# Lightroom 5.7 - Is it working for you?



## RustyTheGeek (Dec 3, 2014)

Hi everyone,

As an IT guy, I look at software differently than end users. While I am an end user, I am also sensitive to the way the software interacts with the system. Like a car nut, I don't just care about how nice the paint job and interior are, I care about what's under the hood.

*With that in mind, I never upgrade Adobe Lightroom (or any Adobe software) until it has been out at least a couple weeks or a month. So I'm asking if anyone has had problems running version 5.7 on Windows 7 x64.*

I created a poll above so others on the fence about updating might get an idea of what the outcome will be before they commit.

I also did a quick Google search about this and a new post has just appeared that echoes my thoughts and opinions about Adobe software in general. I have thought that Adobe software, from an IT standpoint, sucks for many years. A decade or more ago, Adobe was primarily a Apple software company. Whatever they did to branch into Windows programming, they did wrong and they never changed. Say what you want about Apple and Steve Jobs but I never faulted him for insisting that Adobe Flash would not be used in iOS. That was a good call and a triumph for the closed system computer model of Apple. Unfortunately, after all these years, the industry hasn't followed suit and we still have to deal with Adobe Flash, Shockwave, etc on every system. What a nightmare.

Anyway, if you want to know more about this line of thinking on Adobe, read the article below.

*https://photographylife.com/adobes-software-bloating-performance-issues-and-bugs*

I just did a full image backup of my System Drive and Lightroom catalogs in preparation for the 5.7 update. I would like to start processing my 7D-II RAW files. I hope I don't regret the update! I'll let you know soon.


----------



## Marsu42 (Dec 3, 2014)

RustyTheGeek said:


> So I'm asking if anyone has had problems running version 5.7 on Windows 7 x64.



It works just fine over here. Ymmv because recently, Adobe chose to stop doing minute beta and rc versions for these minor upgrades - that's why some recent 5.x versions broke things for specific constellations. Probably most of their devs are engaged developing and testing LR6.

LR is a great piece of software and runs decently on my ancient dual-core laptop with just 4gb ram. Take that, DxO Pro Optics or Photoshop!


----------



## meywd (Dec 3, 2014)

Windows 8 here and i didn't notice any difference in performance between LR 4, LR 5.6, or LR 5.7 and i am like you - a programmer - and i hate flash.


----------



## sulla (Dec 3, 2014)

works well on my Win7 x64.

It's a bit sad that adobe only state that it corrects numerous "bugs introduced in earlier versions", but don't say which.

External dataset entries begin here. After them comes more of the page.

PR #15638, opened 2021-07-16
feat: add driver/plugin arg parsing to appium

khanayan123:
## Proposed changes

Describe the big picture of your changes here to communicate to the maintainers why we should accept this pull request. If it fixes a bug or resolves a feature request, be sure to link to that issue.

Add parseSeverArg method to base-driver. This is done to minimize code duplication by adding a method to base-driver which drivers can use to parse server args passed in by users. This is apart of appiums goal of having drivers handle cli server args.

Or do they in some place?


----------



## Frodo (Dec 3, 2014)

I entered "no difference", primarily because these minor updates are boring and almost a waste of time. Adobe is running out of ideas because advancements are slow. They still can't get auto-exposure to work - heck auto-exposure on Photoshop Elements 7 and even Picasa is waaayyy better.


----------



## wtlloyd (Dec 3, 2014)

Googled it in about 2.3 seconds. Try it sometime.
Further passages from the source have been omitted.